Il fait plus frais dans les salles à air conditionné – mais moins réfrigérées que certaines salles de restaurant tendance igloo … – et les choses se mettent bien en place. A noter l’exposition patrimoniale avec Soungalo Malé (une révélation), Abderramane Sakaly et Malik Sidibé pour rappeler avec bonheur que la récupération de la mémoire visuelle se poursuit et que le questionnement de l’histoire reste d’actualité. Pour la première fois, Sindika Dokolo, africain, homme d’affaires et grand collectionneur, montre une partie de ses trésors, photo et vidéo, sélectionnés par Simon Njami. Un signe de maturité, incontestablement.

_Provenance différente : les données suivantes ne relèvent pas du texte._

Issue #3472, opened 2024-08-18
blob/s3blob: s3ForcePathStyle stopped working in v0.39.0


caarlos0:
### Describe the bug

This was flagged by [goreleaser's tests][build] when dependabot opened the pr updating from v0.38 to v0.39.

[build]: https://github.com/goreleaser/goreleaser/pull/5080

I'm not sure if this is expected and just not documented, or if it is in fact a bug.

### To Reproduce

open a bucket (can be a local minio for example) using `s3ForcePathStyle`.

## Expected behavior

To work.

### Version

v0.39.0

### Additional context

Error:

```
open bucket s3://basic?endpoint=http%3A%2F%2Flocalhost%3A32812&region=us-east&s3ForcePathStyle=true: unknown query parameter "s3ForcePathStyle"
```

Also, forcing `awssdk=v1` makes it work again.

vangent:
Please see the release notes (https://github.com/google/go-cloud/releases/tag/v0.39.0). This release changed the default for AWS URLs from their v1 SDK to their v2 SDK. Some parameters are different, `s3ForcePathStyle` is one that doesn't seem to exist for v2.

You should either update the URL to work with v2 (possibly just dropping that parameter will fix it?), or add `awssdk=v1` (which will work for now, but support will be dropped at some point, the release notes proposed 6 months).

caarlos0:
yes, I saw the release notes, and also that forcing v1 works, my point was that the specific breaking change is not documented anywhere.

also, just dropping that part of the URL doesn't work (at least not with minio).

vangent:
OK. Yes, I didn't try to document every specific URL parameter that wouldn't work anymore, just "Most URLs should continue to work, but in some cases you may need to add awssdk=v1 to force V1 explicitly."

vangent:
> just dropping that part of the URL doesn't work (at least not with minio

Please try to figure out what's needed to get V2 to work with Minio (I'm not sure). It's possible we need to add support for more URL parameters for V2.

dmotylev:
It seems `s3ForcePathStyle` has been moved to https://github.com/aws/aws-sdk-go-v2/blob/0cbb5aa17f9078cb45dc0e82d3e1d0abee3744a9/service/s3/options.go#L147-L150

vangent:
Added, see https://github.com/google/go-cloud/pull/3491.

stanhu:
[...]

PR #3473, opened 2024-08-19
blob/s3blob: custom endpoints with s3 and aws sdk v2

caarlos0:
It seems that this is needed in aws-sdk-v2 for minio to work.

see: https://github.com/minio/docs/issues/406#issuecomment-1246316964
refs https://github.com/google/go-cloud/issues/3472

### DIFF
--- a/aws/aws.go
+++ b/aws/aws.go
@@ -202,19 +202,18 @@ func V2ConfigFromURLParams(ctx context.Context, q url.Values) (awsv2.Config, err
 		default:
 			return awsv2.Config{}, fmt.Errorf("unknown query parameter %q", param)
 		}
-
-		if endpoint != "" {
-			customResolver := awsv2.EndpointResolverWithOptionsFunc(
-				func(service, region string, options ...interface{}) (awsv2.Endpoint, error) {
-					return awsv2.Endpoint{
-						PartitionID:       "aws",
-						URL:               endpoint,
-						SigningRegion:     region,
-						HostnameImmutable: hostnameImmutable,
-					}, nil
-				})
-			opts = append(opts, awsv2cfg.WithEndpointResolverWithOptions(customResolver))
-		}
+	}
+	if endpoint != "" {
+		customResolver := awsv2.EndpointResolverWithOptionsFunc(
+			func(service, region string, options ...interface{}) (awsv2.Endpoint, error) {
+				return awsv2.Endpoint{
+					PartitionID:       "aws",
+					URL:               endpoint,
+					SigningRegion:     region,
+					HostnameImmutable: hostnameImmutable,
+				}, nil
+			})
+		opts = append(opts, awsv2cfg.WithEndpointResolverWithOptions(customResolver))
 	}
 	return awsv2cfg.LoadDefaultConfig(ctx, opts...)
 }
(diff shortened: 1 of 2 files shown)


aws/aws.go
```diff
@@ -188,9 +188,10 @@ func V2ConfigFromURLParams(ctx context.Context, q url.Values) (awsv2.Config, err
 			customResolver := awsv2.EndpointResolverWithOptionsFunc(
 				func(service, region string, options ...interface{}) (awsv2.Endpoint, error) {
 					return awsv2.Endpoint{
-						PartitionID:   "aws",
-						URL:           value,
-						SigningRegion: region,
+						PartitionID:       "aws",
+						URL:               value,
+						SigningRegion:     region,
+						HostnameImmutable: true,
```
vangent, line 194: The documentation says "Setting an endpoint as immutable may prevent some service client features from functioning correctly, and could result in undefined behavior. Caution should be taken when defining an endpoint as immutable."

https://aws.github.io/aws-sdk-go-v2/docs/configuring-sdk/endpoints/#immutable-endpoints

Should we make this an option instead of always setting it to true? Or is it reasonable to expect it to always be true when someone is explicitly setting an endpoint?

SebouChu: I think it should be an option, preventing unexpected behavior for others users

caarlos0: yeah, I was thinking it too, gonna work on it later today

caarlos0: done

aws/aws.go
```diff
@@ -178,29 +178,42 @@ func NewDefaultV2Config(ctx context.Context) (awsv2.Config, error) {
 //   - profile: The shared config profile to use; sets SharedConfigProfile.
 //   - endpoint: The AWS service endpoint to send HTTP request.
```
vangent, line 179: Please add hostname_immutable here.

aws/aws.go
```diff
@@ -178,29 +178,42 @@ func NewDefaultV2Config(ctx context.Context) (awsv2.Config, error) {
...
 func V2ConfigFromURLParams(ctx context.Context, q url.Values) (awsv2.Config, error) {
+	var endpoint string
+	var hostnameImmutable bool
 	var opts []func(*awsv2cfg.LoadOptions) error
 	for param, values := range q {
 		value := values[0]
 		switch param {
+		case "awsHostnameImmutable":
```
vangent, line 187: Let's use "hostname_immutable", there's no need for "aws" prefix and URL params aren't case sensitive.

aws/aws.go
```diff
@@ -178,29 +178,42 @@ func NewDefaultV2Config(ctx context.Context) (awsv2.Config, error) {
...
+			var err error
+			hostnameImmutable, err = strconv.ParseBool(value)
+			if err != nil {
+				return awsv2.Config{}, err
```
vangent, line 191: Please add something to the error, e.g., `fmt.Errorf("invalid value for hostname_immutable: %w", err)`

vangent (changes requested):

vangent (approved):

SebouChu:
Thanks @caarlos0!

Mais le cœur du festival, c’est évidemment la grande exposition panafricaine, copieuse, diverse, dans un parcours bien structuré par le scénographe Franck Houndégla. 45 photographes, 10 vidéastes, issus de 27 pays, autrement dit une grande ambition. Qui a l’avantage de laisser place à la diversité des points de vue esthétiques tout en affirmant clairement des auteurs. Il apparaît évident que cette photographie est engagée, produite par nécessité, que si elle se préoccupe de la justesse de sa forme, elle ne recherche pas le décoratif. Les portraits questionnent l’identité, même s’ils sont intériorisés, les paysages – il y en a énormément – sont des points de vue, sur la dégradation de l’espace, sur sa construction, sur ses enjeux et ne se satisfont pas de simple beauté, les approches documentaires, nombreuses, sont tendues entre le constat radical et le cri, mais contrôlé, justement dénonciateur et sans effet. On en ressort avec le sentiment d’une Afrique qui se dit, même si elle est diverse, terriblement diverse. On en sort également avec l’impression d’une force de la photographie à l’œuvre et d’une dynamique opérant par pure nécessité. Ce n’est pas rien.

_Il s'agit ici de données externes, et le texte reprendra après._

PR #3480, opened 2024-08-29
blob/s3blob: fix data race

arjunnair1997:
w.pr cannot be used to indicate that the pipe has been closed. Instead, we use an atomic.Bool. The problem with using w.pr is that a write to it in the goroutine launched by writer.open can race with a read on w.pr in Close.

Note that it's still possible that w.pr.CloseWithError runs concurrently with w.pr.Close. But this is fine.

### DIFF
--- a/blob/s3blob/s3blob.go
+++ b/blob/s3blob/s3blob.go
@@ -380,7 +380,6 @@ func (w *writer) open(r io.Reader, closePipeOnError bool) {
 		if err != nil {
 			if closePipeOnError {
 				w.pr.CloseWithError(err)
-				w.pr = nil
 			}
 			w.err = err
 		}


richardartoul (approved):
LGTM, although wondering if we could just allow `w.pr` to be closed twice because it looks like thats concurrency safe:

```golang
func (p *pipe) closeRead(err error) error {
	if err == nil {
		err = ErrClosedPipe
	}
	p.rerr.Store(err)
	p.once.Do(func() { close(p.done) })
	return nil
}
```

vangent (changes requested):
I see the race you are describing, but I don't think this PR completely fixes it. I think it changes the race from "might result in a nil access" to "might result in a double-Close".

It looks like double-Close is actually fine though (https://play.golang.com/p/WvceCRttXVU).

So I think it should be sufficient to drop the "prClosed" entirely, and just remove the "w.pr = nil" line (line 383). WDYT?

vangent:
Ha, my review raced with @richardartoul  :-). Glad we came to the same conclusion though.

arjunnair1997:
Yea, I think it could double close the read end of the pipe before my change to, but it's just simpler to not use an atomic.Bool. Updated the pr, please take a look.

vangent (approved):

vangent:
Thanks!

Avant que vous ne les retrouviez tous, évoquons en deux, pour des raisons différentes. François Xavier Gbre, venu de Côte d’Ivoire, et qui vient de s’installer à Bamako. C’est lui qui va accompagner visuellement La Lettre, être son œil. Il présente dans l’exposition de grands formats, à la chambre, en couleur, précis en diable, frontaux, imparables et jamais bavards. Radicaux, comme ses deux vues de la piscine désaffectée de Bamako dont il semblerait que, à part des clichés amateur, n’existent pas d’images. Non loin de là, les grands formats carrés de Daniel Naudet proposent de superbes portraits en pied d’animaux. Vraiment étonnants, magiques. Il y a plein d’animaux à Bamako, même en photos.